TASK INSTRUCTIONS:
Each entry has to be set down again with no alteration.

Entries taken from a collection
PR #3001, opened 2022-10-14
Add a flag allowing interop view to be viewed everywhere

gsnedders:
## Description

This adds a flag which overrides the default logic for allowing the interop scores.

## Review Information

As I understand it, we pull defaults from somewhere server-side; it's not clear to me where actually controls this. As I understand, it sounds like 
people with admin accounts on wpt.fyi can change these defaults, but given they default to false this shouldn't need anything to be done there.

Note I haven't actually tested this (I don't have a working local setup), so someone who does should probably test this as part of the review.

### DIFF
--- a/webapp/components/test-runs-query.js
+++ b/webapp/components/test-runs-query.js
@@ -6,13 +6,14 @@
 import { pluralize } from './pluralize.js';
 import { Channels, DefaultProductSpecs, ProductInfo } from './product-info.js';
 import { QueryBuilder } from './results-navigation.js';
+import { WPTFlags } from './wpt-flags.js';
 
 const testRunsQueryComputer =
   'computeTestRunQueryParams(shas, aligned, master, labels, productSpecs, to, from, maxCount, offset, view)';
 
-const TestRunsQuery = (superClass, opt_queryCompute) => class extends QueryBuilder(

ANSWER TO THIS EXERCISE:
PR #3001, opened 2022-10-14
Add a flag allowing interop view to be viewed everywhere

gsnedders:
## Description

This adds a flag which overrides the default logic for allowing the interop scores.

## Review Information

As I understand it, we pull defaults from somewhere server-side; it's not clear to me where actually controls this. As I understand, it sounds like 
people with admin accounts on wpt.fyi can change these defaults, but given they default to false this shouldn't need anything to be done there.

Note I haven't actually tested this (I don't have a working local setup), so someone who does should probably test this as part of the review.

### DIFF
--- a/webapp/components/test-runs-query.js
+++ b/webapp/components/test-runs-query.js
@@ -6,13 +6,14 @@
 import { pluralize } from './pluralize.js';
 import { Channels, DefaultProductSpecs, ProductInfo } from './product-info.js';
 import { QueryBuilder } from './results-navigation.js';
+import { WPTFlags } from './wpt-flags.js';
 
 const testRunsQueryComputer =
   'computeTestRunQueryParams(shas, aligned, master, labels, productSpecs, to, from, maxCount, offset, view)';
 
-const TestRunsQuery = (superClass, opt_queryCompute) => class extends QueryBuilder(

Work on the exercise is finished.